Comment 26 Dale 2009-09-07 02:33:37 UTC
How I can to use this path on windows version of apache 2.2?
When this bug will be fixed in binaries?
Comment 27 Dale 2009-09-07 03:20:13 UTC
Sorry. Needs use DPI flag to fix this like.
Comment 28 Eric Covener 2009-09-07 06:42:14 UTC
marking fixed, Release in 2.2.12
Comment 29 Jake 2018-03-26 22:11:11 UTC
This is not fixed, because the fix is hiding behind a `DPI` flag.  It has just wasted several hours of my life, and presumably countless others', because it is not properly fixed.

Please make the correct behaviour the default.  I cannot see why anyone would want the broken behaviour, but that would be the behaviour to have a flag to enable.
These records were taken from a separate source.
PR #180, opened 2023-02-24
Use several SMT solvers in parallel

qaristote:
The purpose of this PR is to describe my implementation of parallelism inside Pirouette. It is not fully working, and is based on the [`niols/just-be-bourrin`](https://github.com/tweag/pirouette/compare/niols/just-be-bourrin) branch which implements checking for satisfiability at every node instead of every leaf of the symbolic execution tree. I'll comment my change in subsequent messages.

### DIFF
--- a/src/Pirouette/Symbolic/Eval.hs
+++ b/src/Pirouette/Symbolic/Eval.hs
@@ -5,7 +5,6 @@
 {-# LANGUAGE FlexibleInstances #-}
 {-# LANGUAGE GADTs #-}
 {-# LANGUAGE GeneralizedNewtypeDeriving #-}
-{-# LANGUAGE InstanceSigs #-}
 {-# LANGUAGE LambdaCase #-}
 {-# LANGUAGE MultiParamTypeClasses #-}
 {-# LANGUAGE OverloadedStrings #-}
@@ -71,7 +70,7 @@ import qualified Data.Map.Strict as M
 import Data.Maybe (mapMaybe)
 import qualified Data.Set as S
 import Data.Tuple (swap)
-import ListT.Weighted (WeightedList)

Comment 30 Jake 2018-03-26 22:26:23 UTC
To expand on this, the bug is subtle, as it only occurs when part of the path matches a file or directory, thus many users will have this latent bug if they are not using the DPI flag and have not tested that specific case.
Comment 31 Eric Covener 2018-03-26 22:51:05 UTC
Please open a new bug if you want to suggest a default change for a future release. This can't safely be changed in a stable release.